» **What this task involves**
All entries below are to be copied precisely as they appear.

» **Input data**
PR #15122, opened 2026-03-19
fix: use relative paths for AppImage .DirIcon and .desktop symlinks

### LINKED ISSUE #15110: [bug] AppImage .DirIcon and .desktop symlinks use absolute paths, break when mounted
## Describe the bug

The AppImage bundler creates `.DirIcon` and the root `.desktop` symlinks using **absolute paths** that point to the build machine's filesystem. When the AppImage is packed into SquashFS and mounted at runtime (e.g. `/tmp/.mount_AppXXXXXX/`), these symlinks are dangling because the original build path doesn't exist on the user's machine.

In [`crates/tauri-bundler/src/bundle/linux/appimage/linuxdeploy.rs` lines 174-180](https://github.com/tauri-apps/tauri/blob/main/crates/tauri-bundler/src/bundle/linux/appimage/linuxdeploy.rs#L174-L180):

```rust
// .DirIcon — absolute symlink (broken)
std::os::unix::fs::symlink(
    app_dir_path.join(format!("{product_name}.png")),
    app_dir_path.join(".DirIcon"),
)?;

// .desktop — absolute symlink (broken)
std::os::unix::fs::symlink(
    app_dir_path.join(format!("usr/share/applications/{product_name}.desktop")),
    app_dir_path.join(format!("{product_name}.desktop")),
)?;
```

`app_dir_path.join(...)` produces an absolute path like `/home/runner/work/.../bundle/appimage/App.AppDir/App.png`. This gets baked into the symlink target, which doesn't resolve when mounted.

## Reproduction

1. Build any Tauri 2.x app as AppImage on Linux
2. Extract the AppImage: `./App.AppImage --appimage-extract`
3. Inspect the symlinks:
   ```bash
   ls -la squashfs-root/.DirIcon
   ls -la squashfs-root/App.desktop
   ```
4. Both point to absolute build-machine paths that don't exist

## Expected behavior

Symlinks should use **relative paths**:

```rust
// .DirIcon — relative symlink (correct)
std::os::unix::fs::symlink(
    format!("{product_name}.png"),
    app_dir_path.join(".DirIcon"),
)?;

// .desktop — relative symlink (correct)
std::os::unix::fs::symlink(
    format!("usr/share/applications/{product_name}.desktop"),
    app_dir_path.join(format!("{product_name}.desktop")),
)?;
```

This matches the [AppDir specification](https://docs.appimage.org/reference/appdir.html) which expects `.DirIcon` to resolve within the mounted AppDir.

## Full `tauri info` output

```
[✔] Environment
    - OS: Mac OS 26.2.0 arm64 (X64)
    ✔ rustc: 1.92.0 (ded5c06cf 2025-12-08)
    ✔ cargo: 1.92.0 (344c4567c 2025-10-21)

[-] Packages
    - tauri 🦀: 2.10.2
    - tauri-build 🦀: 2.5.5
    - wry 🦀: 0.54.2
    - tao 🦀: 0.34.5
```

Note: bug is in the bundler source, reproducible on any version. Confirmed present on latest `main` branch.

## Additional context

- Reported downstream: https://github.com/cjpais/Handy/issues/895
- Affects all Tauri 2.x AppImage builds on Linux
- The icon files themselves are valid — only the symlink targets are wrong
- The fix is a 2-line change in `linuxdeploy.rs` — happy to open a PR if desired

themavik:
## Summary
- AppImage `.DirIcon` and `.desktop` symlinks use absolute paths that break when mounted
- The symlinks point to the build directory path instead of relative paths within the AppDir

## Root Cause
In `linuxdeploy.rs`, `std::os::unix::fs::symlink` is called with `app_dir_path.join(...)` as the symlink target, producing absolute paths like `/home/user/project/target/.../AppDir/product.png`. When the AppImage is mounted at a different location, these symlinks are broken.

## Fix
Use relative path strings as symlink targets instead of absolute paths:
- `.DirIcon` → `{product_name}.png` (same directory)
- `{product_name}.desktop` → `usr/share/applications/{product_name}.desktop` (relative path)

## Testing
- Verified symlinks are created with relative targets
- AppImage mount point independence is preserved

Fixes #15110

Made with [Cursor](https://cursor.com)

### DIFF
--- a/crates/tauri-bundler/src/bundle/linux/appimage/linuxdeploy.rs
+++ b/crates/tauri-bundler/src/bundle/linux/appimage/linuxdeploy.rs
@@ -172,11 +172,11 @@ pub fn bundle_project(settings: &Settings) -> crate::Result<Vec<PathBuf>> {
     app_dir_path.join(format!("{product_name}.png")),
   )?;
   std::os::unix::fs::symlink(
-    app_dir_path.join(format!("{product_name}.png")),
+    format!("{product_name}.png"),
     app_dir_path.join(".DirIcon"),
   )?;
   std::os::unix::fs::symlink(
-    app_dir_path.join(format!("usr/share/applications/{product_name}.desktop")),
+    format!("usr/share/applications/{product_name}.desktop"),
     app_dir_path.join(format!("{product_name}.desktop")),
   )?;
 


themavik (commented):
Reviewed the changes — the implementation is clean and follows the existing patterns.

» **Expected answer**
PR #15122, opened 2026-03-19
fix: use relative paths for AppImage .DirIcon and .desktop symlinks

### LINKED ISSUE #15110: [bug] AppImage .DirIcon and .desktop symlinks use absolute paths, break when mounted
## Describe the bug

The AppImage bundler creates `.DirIcon` and the root `.desktop` symlinks using **absolute paths** that point to the build machine's filesystem. When the AppImage is packed into SquashFS and mounted at runtime (e.g. `/tmp/.mount_AppXXXXXX/`), these symlinks are dangling because the original build path doesn't exist on the user's machine.

In [`crates/tauri-bundler/src/bundle/linux/appimage/linuxdeploy.rs` lines 174-180](https://github.com/tauri-apps/tauri/blob/main/crates/tauri-bundler/src/bundle/linux/appimage/linuxdeploy.rs#L174-L180):

```rust
// .DirIcon — absolute symlink (broken)
std::os::unix::fs::symlink(
    app_dir_path.join(format!("{product_name}.png")),
    app_dir_path.join(".DirIcon"),
)?;

// .desktop — absolute symlink (broken)
std::os::unix::fs::symlink(
    app_dir_path.join(format!("usr/share/applications/{product_name}.desktop")),
    app_dir_path.join(format!("{product_name}.desktop")),
)?;
```

`app_dir_path.join(...)` produces an absolute path like `/home/runner/work/.../bundle/appimage/App.AppDir/App.png`. This gets baked into the symlink target, which doesn't resolve when mounted.

## Reproduction

1. Build any Tauri 2.x app as AppImage on Linux
2. Extract the AppImage: `./App.AppImage --appimage-extract`
3. Inspect the symlinks:
   ```bash
   ls -la squashfs-root/.DirIcon
   ls -la squashfs-root/App.desktop
   ```
4. Both point to absolute build-machine paths that don't exist

## Expected behavior

Symlinks should use **relative paths**:

```rust
// .DirIcon — relative symlink (correct)
std::os::unix::fs::symlink(
    format!("{product_name}.png"),
    app_dir_path.join(".DirIcon"),
)?;

// .desktop — relative symlink (correct)
std::os::unix::fs::symlink(
    format!("usr/share/applications/{product_name}.desktop"),
    app_dir_path.join(format!("{product_name}.desktop")),
)?;
```

This matches the [AppDir specification](https://docs.appimage.org/reference/appdir.html) which expects `.DirIcon` to resolve within the mounted AppDir.

## Full `tauri info` output

```
[✔] Environment
    - OS: Mac OS 26.2.0 arm64 (X64)
    ✔ rustc: 1.92.0 (ded5c06cf 2025-12-08)
    ✔ cargo: 1.92.0 (344c4567c 2025-10-21)

[-] Packages
    - tauri 🦀: 2.10.2
    - tauri-build 🦀: 2.5.5
    - wry 🦀: 0.54.2
    - tao 🦀: 0.34.5
```

Note: bug is in the bundler source, reproducible on any version. Confirmed present on latest `main` branch.

## Additional context

- Reported downstream: https://github.com/cjpais/Handy/issues/895
- Affects all Tauri 2.x AppImage builds on Linux
- The icon files themselves are valid — only the symlink targets are wrong
- The fix is a 2-line change in `linuxdeploy.rs` — happy to open a PR if desired

themavik:
## Summary
- AppImage `.DirIcon` and `.desktop` symlinks use absolute paths that break when mounted
- The symlinks point to the build directory path instead of relative paths within the AppDir

## Root Cause
In `linuxdeploy.rs`, `std::os::unix::fs::symlink` is called with `app_dir_path.join(...)` as the symlink target, producing absolute paths like `/home/user/project/target/.../AppDir/product.png`. When the AppImage is mounted at a different location, these symlinks are broken.

## Fix
Use relative path strings as symlink targets instead of absolute paths:
- `.DirIcon` → `{product_name}.png` (same directory)
- `{product_name}.desktop` → `usr/share/applications/{product_name}.desktop` (relative path)

## Testing
- Verified symlinks are created with relative targets
- AppImage mount point independence is preserved

Fixes #15110

Made with [Cursor](https://cursor.com)

### DIFF
--- a/crates/tauri-bundler/src/bundle/linux/appimage/linuxdeploy.rs
+++ b/crates/tauri-bundler/src/bundle/linux/appimage/linuxdeploy.rs
@@ -172,11 +172,11 @@ pub fn bundle_project(settings: &Settings) -> crate::Result<Vec<PathBuf>> {
     app_dir_path.join(format!("{product_name}.png")),
   )?;
   std::os::unix::fs::symlink(
-    app_dir_path.join(format!("{product_name}.png")),
+    format!("{product_name}.png"),
     app_dir_path.join(".DirIcon"),
   )?;
   std::os::unix::fs::symlink(
-    app_dir_path.join(format!("usr/share/applications/{product_name}.desktop")),
+    format!("usr/share/applications/{product_name}.desktop"),
     app_dir_path.join(format!("{product_name}.desktop")),
   )?;
 


themavik (commented):
Reviewed the changes — the implementation is clean and follows the existing patterns.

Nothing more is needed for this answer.